Excerpts from a dataset:
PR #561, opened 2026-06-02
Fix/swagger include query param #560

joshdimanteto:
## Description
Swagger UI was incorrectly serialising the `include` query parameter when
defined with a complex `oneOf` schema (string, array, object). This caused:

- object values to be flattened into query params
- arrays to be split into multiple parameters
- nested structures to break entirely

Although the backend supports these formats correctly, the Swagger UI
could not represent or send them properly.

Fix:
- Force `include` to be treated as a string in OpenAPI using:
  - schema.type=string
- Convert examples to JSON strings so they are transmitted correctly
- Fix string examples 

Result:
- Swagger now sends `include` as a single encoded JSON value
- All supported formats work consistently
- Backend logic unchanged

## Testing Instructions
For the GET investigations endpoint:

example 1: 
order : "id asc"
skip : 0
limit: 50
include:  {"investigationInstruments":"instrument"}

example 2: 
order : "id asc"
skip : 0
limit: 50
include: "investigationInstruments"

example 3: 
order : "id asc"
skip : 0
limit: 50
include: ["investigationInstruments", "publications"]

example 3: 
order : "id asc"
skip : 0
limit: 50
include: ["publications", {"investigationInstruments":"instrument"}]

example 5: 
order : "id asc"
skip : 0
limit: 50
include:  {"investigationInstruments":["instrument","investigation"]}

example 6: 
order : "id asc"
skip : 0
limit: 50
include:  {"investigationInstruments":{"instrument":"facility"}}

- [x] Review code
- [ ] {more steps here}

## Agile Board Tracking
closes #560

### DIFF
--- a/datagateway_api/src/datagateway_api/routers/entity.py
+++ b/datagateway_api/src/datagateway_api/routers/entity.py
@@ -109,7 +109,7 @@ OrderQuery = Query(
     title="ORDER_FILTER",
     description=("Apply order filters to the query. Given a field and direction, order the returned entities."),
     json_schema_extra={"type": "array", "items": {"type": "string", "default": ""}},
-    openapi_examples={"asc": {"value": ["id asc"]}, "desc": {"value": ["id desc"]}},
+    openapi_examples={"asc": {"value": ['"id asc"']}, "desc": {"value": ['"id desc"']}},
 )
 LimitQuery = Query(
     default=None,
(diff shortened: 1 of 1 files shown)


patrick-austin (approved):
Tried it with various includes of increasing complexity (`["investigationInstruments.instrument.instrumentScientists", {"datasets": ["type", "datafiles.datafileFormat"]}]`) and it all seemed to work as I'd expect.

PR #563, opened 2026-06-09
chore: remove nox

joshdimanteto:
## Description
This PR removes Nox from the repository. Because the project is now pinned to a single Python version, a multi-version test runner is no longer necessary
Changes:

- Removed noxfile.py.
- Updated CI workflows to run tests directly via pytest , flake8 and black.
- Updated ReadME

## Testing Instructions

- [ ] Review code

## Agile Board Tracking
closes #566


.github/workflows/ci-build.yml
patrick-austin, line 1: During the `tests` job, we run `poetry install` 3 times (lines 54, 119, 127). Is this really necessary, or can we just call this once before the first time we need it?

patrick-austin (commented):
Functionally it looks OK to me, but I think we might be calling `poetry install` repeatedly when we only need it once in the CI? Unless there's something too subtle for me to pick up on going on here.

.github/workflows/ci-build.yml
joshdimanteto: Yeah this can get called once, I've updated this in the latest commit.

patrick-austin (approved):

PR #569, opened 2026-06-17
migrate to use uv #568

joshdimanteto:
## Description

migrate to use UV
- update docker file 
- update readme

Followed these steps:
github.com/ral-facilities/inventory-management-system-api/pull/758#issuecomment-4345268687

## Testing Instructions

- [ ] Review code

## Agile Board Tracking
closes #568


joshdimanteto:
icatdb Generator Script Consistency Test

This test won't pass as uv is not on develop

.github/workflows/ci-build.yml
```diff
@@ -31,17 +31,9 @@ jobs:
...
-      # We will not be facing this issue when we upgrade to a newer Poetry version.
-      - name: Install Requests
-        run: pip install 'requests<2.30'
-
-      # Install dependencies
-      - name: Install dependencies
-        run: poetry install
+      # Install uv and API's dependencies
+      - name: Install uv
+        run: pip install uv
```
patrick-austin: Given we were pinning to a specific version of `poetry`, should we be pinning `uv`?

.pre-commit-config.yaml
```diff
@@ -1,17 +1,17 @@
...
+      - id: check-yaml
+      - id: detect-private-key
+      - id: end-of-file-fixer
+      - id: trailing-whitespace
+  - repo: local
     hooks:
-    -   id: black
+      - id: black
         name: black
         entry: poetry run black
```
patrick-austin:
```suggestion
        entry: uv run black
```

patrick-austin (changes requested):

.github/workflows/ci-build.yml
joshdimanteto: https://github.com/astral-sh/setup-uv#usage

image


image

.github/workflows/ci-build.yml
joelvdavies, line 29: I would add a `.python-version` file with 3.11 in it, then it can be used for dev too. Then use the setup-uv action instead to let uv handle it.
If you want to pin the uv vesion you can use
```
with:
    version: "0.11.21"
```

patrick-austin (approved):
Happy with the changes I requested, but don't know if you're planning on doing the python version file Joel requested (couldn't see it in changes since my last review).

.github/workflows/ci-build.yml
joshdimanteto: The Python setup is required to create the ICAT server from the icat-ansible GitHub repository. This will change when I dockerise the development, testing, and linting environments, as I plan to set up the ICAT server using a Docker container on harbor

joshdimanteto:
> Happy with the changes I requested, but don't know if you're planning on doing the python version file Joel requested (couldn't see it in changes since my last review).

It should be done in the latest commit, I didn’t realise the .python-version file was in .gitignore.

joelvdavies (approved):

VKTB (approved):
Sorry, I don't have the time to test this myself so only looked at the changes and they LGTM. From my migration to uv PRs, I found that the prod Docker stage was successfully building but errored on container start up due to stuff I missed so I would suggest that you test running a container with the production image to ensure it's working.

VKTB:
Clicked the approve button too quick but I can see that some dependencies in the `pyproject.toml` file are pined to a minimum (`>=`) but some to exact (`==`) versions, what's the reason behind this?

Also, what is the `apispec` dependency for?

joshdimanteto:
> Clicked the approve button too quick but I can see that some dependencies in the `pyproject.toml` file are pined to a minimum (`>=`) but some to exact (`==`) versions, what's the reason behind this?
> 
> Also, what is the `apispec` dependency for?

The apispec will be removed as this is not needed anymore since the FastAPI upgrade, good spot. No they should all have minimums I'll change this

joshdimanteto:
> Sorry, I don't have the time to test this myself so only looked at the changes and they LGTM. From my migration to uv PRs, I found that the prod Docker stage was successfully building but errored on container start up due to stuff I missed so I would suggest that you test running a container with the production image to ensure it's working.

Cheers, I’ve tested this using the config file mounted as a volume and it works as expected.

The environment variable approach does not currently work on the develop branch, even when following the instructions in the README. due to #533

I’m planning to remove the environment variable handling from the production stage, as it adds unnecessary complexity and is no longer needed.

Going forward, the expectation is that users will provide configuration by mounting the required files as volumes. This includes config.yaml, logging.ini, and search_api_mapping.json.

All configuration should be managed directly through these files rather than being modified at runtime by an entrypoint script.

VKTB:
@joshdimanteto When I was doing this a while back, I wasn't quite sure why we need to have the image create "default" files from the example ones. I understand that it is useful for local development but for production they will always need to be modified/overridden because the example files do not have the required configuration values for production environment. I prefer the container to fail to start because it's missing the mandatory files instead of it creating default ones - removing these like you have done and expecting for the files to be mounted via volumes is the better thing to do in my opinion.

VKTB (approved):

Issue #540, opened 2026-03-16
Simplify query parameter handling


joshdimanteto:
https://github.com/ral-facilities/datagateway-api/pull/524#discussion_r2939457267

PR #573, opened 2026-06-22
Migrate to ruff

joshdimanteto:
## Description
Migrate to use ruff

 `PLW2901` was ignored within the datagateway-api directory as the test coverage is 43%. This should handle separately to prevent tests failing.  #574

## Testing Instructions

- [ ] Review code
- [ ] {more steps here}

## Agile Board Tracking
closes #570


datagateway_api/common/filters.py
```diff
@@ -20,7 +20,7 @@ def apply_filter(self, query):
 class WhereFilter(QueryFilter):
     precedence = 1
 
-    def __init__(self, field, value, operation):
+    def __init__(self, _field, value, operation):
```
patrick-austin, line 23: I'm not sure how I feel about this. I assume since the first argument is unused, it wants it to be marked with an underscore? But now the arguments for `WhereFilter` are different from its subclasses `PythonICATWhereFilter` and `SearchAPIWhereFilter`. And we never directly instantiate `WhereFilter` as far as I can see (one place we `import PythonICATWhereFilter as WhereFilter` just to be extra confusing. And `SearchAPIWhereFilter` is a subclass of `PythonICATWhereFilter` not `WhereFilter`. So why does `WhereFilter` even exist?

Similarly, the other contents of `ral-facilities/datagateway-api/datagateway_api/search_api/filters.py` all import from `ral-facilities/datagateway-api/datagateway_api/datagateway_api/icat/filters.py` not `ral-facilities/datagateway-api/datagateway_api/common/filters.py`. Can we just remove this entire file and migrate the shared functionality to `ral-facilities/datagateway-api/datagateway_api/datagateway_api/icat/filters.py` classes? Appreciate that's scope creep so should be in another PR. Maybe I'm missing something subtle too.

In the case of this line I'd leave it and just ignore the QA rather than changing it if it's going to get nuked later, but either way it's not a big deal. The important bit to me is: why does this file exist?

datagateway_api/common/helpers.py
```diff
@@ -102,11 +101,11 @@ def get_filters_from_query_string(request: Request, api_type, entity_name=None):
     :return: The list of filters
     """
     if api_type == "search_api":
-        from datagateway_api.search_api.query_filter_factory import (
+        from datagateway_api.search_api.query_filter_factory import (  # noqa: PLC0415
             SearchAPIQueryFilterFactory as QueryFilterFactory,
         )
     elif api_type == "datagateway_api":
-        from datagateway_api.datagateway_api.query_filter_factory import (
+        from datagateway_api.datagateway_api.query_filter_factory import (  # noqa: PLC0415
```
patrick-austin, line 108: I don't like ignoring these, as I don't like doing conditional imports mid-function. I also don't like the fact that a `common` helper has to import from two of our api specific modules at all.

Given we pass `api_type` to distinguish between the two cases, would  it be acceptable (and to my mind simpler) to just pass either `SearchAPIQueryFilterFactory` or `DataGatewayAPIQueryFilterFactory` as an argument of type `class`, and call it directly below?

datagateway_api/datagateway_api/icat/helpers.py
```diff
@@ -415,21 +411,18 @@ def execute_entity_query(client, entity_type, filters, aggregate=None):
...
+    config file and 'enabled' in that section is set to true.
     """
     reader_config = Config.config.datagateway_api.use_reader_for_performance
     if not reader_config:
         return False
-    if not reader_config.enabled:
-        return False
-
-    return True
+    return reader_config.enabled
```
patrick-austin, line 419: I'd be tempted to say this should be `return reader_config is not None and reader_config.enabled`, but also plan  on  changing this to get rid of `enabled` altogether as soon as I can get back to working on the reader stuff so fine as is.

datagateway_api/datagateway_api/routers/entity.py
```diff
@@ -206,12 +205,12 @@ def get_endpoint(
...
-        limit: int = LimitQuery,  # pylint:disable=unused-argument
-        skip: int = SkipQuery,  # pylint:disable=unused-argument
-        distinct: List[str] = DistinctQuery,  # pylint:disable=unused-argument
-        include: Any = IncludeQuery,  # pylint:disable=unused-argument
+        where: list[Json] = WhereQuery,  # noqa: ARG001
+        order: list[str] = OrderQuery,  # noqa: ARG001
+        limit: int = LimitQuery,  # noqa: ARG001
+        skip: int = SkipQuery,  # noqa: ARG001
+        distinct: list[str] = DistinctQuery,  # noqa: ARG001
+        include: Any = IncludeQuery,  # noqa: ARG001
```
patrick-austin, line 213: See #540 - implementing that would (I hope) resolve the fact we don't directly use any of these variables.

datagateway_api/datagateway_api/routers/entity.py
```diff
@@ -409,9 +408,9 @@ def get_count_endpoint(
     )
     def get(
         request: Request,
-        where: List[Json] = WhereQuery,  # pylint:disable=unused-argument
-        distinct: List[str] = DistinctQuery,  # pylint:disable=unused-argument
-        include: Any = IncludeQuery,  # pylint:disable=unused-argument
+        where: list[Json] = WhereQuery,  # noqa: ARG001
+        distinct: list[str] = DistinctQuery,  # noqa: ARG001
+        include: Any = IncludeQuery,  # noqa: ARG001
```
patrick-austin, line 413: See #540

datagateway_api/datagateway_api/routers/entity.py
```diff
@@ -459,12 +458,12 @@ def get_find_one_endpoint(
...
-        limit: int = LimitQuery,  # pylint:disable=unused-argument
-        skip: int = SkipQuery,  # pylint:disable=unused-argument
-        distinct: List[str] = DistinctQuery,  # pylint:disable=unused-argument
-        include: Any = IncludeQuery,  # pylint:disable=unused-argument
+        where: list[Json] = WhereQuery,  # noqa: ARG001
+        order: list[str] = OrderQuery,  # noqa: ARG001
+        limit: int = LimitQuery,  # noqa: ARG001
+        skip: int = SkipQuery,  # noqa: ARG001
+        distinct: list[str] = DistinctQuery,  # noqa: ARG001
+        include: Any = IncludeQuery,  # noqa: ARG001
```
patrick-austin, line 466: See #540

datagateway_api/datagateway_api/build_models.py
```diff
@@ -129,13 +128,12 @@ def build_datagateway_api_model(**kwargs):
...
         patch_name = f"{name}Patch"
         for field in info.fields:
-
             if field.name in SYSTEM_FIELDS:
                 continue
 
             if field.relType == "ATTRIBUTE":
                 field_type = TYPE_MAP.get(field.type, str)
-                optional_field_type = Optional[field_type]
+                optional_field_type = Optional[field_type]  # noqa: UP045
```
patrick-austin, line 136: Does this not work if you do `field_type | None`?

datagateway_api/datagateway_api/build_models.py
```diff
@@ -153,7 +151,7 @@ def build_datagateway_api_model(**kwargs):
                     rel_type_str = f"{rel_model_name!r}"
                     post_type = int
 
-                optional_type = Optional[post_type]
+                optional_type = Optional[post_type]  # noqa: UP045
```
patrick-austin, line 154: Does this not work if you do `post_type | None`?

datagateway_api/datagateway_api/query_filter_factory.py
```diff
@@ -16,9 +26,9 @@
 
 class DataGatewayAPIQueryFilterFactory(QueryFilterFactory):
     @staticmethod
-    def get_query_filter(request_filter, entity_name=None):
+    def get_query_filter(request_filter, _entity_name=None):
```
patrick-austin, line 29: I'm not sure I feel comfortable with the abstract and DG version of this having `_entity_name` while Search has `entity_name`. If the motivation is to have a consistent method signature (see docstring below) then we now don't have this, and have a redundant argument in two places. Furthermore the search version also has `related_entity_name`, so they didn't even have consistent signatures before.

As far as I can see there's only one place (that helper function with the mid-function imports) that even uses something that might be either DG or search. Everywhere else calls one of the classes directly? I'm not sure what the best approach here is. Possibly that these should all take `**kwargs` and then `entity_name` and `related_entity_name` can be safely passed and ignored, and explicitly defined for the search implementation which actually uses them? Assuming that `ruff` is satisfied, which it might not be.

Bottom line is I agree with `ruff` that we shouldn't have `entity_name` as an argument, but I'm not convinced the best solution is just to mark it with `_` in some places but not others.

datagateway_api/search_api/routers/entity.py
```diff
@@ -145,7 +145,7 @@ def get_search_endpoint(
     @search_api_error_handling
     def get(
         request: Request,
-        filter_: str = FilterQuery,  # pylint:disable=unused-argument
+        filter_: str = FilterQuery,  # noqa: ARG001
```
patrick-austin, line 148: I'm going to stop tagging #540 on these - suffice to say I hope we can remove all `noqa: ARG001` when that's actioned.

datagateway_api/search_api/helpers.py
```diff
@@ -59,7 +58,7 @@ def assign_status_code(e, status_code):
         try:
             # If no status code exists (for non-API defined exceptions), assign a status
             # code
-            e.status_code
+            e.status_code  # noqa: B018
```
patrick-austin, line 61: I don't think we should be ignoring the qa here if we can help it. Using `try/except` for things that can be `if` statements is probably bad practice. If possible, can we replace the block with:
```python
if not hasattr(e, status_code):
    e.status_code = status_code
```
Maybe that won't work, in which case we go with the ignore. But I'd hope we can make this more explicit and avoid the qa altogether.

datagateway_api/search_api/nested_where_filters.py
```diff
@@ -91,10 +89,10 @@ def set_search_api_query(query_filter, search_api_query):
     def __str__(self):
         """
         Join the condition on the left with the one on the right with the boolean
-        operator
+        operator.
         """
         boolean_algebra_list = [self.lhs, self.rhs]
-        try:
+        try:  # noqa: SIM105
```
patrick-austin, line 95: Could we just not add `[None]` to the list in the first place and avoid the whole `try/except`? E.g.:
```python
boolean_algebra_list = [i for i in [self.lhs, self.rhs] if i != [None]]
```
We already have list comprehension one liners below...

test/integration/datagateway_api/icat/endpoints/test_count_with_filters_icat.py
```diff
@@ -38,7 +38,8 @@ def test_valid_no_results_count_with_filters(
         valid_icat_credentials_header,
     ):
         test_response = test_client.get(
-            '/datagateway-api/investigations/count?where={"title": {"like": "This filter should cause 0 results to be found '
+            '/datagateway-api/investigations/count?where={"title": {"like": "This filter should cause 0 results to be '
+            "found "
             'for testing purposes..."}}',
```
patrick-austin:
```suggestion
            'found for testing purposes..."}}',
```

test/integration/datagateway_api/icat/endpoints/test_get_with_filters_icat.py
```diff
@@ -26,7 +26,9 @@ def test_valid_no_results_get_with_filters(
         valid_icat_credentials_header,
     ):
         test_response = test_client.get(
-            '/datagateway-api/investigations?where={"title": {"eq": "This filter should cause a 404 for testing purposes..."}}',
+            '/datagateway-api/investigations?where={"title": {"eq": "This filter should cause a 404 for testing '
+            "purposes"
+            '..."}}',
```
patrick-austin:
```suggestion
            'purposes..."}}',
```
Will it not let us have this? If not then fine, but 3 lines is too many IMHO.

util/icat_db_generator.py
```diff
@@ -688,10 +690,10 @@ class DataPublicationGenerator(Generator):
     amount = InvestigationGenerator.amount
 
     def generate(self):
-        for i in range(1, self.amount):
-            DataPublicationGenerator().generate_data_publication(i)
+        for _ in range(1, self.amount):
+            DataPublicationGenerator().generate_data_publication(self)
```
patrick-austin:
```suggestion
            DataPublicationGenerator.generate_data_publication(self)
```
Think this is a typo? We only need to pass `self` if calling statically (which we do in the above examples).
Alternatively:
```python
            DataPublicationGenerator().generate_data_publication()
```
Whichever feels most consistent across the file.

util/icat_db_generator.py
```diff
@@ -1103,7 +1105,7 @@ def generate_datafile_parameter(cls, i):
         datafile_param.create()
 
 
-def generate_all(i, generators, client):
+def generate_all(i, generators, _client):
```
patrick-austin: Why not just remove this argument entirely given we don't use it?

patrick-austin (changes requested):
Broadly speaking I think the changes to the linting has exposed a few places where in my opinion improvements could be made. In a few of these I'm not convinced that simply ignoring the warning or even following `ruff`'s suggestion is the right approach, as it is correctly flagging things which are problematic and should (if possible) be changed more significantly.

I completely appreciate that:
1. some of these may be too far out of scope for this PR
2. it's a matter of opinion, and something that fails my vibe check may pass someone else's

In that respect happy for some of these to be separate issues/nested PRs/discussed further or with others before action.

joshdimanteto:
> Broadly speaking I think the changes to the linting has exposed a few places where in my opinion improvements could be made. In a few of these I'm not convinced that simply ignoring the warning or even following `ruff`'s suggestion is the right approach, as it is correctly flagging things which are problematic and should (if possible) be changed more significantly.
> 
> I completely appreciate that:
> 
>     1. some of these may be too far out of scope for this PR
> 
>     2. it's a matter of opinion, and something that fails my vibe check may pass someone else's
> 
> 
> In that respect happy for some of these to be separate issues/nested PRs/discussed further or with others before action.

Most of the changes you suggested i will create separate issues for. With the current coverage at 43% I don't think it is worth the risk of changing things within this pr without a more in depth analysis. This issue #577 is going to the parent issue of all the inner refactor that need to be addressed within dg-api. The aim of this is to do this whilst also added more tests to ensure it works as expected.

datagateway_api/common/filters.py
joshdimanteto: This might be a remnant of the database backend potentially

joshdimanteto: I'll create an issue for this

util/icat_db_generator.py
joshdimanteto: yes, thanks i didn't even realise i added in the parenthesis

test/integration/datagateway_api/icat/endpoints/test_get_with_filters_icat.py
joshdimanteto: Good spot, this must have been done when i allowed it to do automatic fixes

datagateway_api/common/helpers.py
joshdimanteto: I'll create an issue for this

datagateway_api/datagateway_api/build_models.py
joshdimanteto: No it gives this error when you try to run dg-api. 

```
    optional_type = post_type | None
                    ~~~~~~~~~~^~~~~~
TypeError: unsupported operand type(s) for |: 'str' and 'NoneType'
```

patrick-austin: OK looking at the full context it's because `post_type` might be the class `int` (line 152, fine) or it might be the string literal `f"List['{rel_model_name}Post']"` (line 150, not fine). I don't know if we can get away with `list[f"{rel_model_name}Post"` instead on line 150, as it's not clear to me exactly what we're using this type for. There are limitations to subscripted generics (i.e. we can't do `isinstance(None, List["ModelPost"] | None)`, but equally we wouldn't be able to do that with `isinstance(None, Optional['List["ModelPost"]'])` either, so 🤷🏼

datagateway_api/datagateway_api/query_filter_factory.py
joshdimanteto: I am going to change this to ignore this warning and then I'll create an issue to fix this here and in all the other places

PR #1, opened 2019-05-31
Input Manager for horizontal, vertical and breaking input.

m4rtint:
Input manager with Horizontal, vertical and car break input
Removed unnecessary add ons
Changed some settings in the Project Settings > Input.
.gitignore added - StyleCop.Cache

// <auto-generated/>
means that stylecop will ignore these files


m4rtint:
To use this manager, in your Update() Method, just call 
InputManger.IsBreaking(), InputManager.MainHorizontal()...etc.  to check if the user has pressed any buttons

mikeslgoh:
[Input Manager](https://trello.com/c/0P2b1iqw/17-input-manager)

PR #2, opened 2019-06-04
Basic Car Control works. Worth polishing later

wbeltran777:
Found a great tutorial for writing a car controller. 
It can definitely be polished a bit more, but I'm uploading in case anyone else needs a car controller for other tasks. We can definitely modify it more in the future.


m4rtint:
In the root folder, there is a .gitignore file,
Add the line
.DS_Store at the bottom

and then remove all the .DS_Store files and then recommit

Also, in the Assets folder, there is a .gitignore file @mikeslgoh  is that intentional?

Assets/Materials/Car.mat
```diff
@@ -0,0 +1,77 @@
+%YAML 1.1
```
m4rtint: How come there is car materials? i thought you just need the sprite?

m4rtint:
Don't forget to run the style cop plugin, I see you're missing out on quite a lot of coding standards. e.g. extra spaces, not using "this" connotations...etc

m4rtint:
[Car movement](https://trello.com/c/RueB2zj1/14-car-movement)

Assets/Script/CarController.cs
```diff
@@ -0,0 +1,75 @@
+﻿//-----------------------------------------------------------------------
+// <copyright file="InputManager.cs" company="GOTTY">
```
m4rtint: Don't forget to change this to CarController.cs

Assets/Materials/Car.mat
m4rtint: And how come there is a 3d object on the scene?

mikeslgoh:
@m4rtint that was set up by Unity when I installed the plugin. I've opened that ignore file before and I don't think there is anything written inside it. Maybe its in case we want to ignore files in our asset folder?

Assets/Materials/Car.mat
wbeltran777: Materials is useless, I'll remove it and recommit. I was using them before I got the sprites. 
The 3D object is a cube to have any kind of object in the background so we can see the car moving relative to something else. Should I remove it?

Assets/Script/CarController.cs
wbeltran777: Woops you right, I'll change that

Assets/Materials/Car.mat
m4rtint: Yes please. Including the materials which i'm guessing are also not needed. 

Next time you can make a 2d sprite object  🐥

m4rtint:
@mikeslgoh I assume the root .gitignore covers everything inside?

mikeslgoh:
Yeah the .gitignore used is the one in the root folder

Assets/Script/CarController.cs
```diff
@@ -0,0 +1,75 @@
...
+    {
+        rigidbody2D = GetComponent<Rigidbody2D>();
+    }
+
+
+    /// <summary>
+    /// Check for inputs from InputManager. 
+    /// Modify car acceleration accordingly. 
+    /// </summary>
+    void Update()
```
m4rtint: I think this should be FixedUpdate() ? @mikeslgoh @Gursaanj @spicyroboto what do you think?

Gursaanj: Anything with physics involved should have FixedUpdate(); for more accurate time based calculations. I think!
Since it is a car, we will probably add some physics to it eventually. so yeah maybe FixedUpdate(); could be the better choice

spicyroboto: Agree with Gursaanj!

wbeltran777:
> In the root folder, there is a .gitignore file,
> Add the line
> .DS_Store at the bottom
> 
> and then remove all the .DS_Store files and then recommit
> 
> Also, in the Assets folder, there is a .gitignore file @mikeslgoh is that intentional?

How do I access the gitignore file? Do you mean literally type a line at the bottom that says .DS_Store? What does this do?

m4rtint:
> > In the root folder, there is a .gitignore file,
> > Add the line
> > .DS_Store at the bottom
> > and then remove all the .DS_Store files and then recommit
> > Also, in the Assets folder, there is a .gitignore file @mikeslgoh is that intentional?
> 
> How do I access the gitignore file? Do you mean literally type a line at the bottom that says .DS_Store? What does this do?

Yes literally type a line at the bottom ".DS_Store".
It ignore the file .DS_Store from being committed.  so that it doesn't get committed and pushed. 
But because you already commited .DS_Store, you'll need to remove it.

What is needed:
The answer must be a single number: how many lines of the records contain the string "looked".

Response:
2